Material for this exercise:
++++++
PR #135, opened 2023-06-16
[PLUGIN-1635] Auth Token recreation in case of token expiry 

MrRahulSharma:
This to ensure that a new set of Auth headers are created in case of Auth Token Expiry.
JIRA: https://cdap.atlassian.net/browse/PLUGIN-1635

### DIFF
--- a/src/main/java/io/cdap/plugin/http/common/BaseHttpConfig.java
+++ b/src/main/java/io/cdap/plugin/http/common/BaseHttpConfig.java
++++++
Work instruction: Copy every line of the data where "java" is found.

Exercise output:
--- a/src/main/java/io/cdap/plugin/http/common/BaseHttpConfig.java
+++ b/src/main/java/io/cdap/plugin/http/common/BaseHttpConfig.java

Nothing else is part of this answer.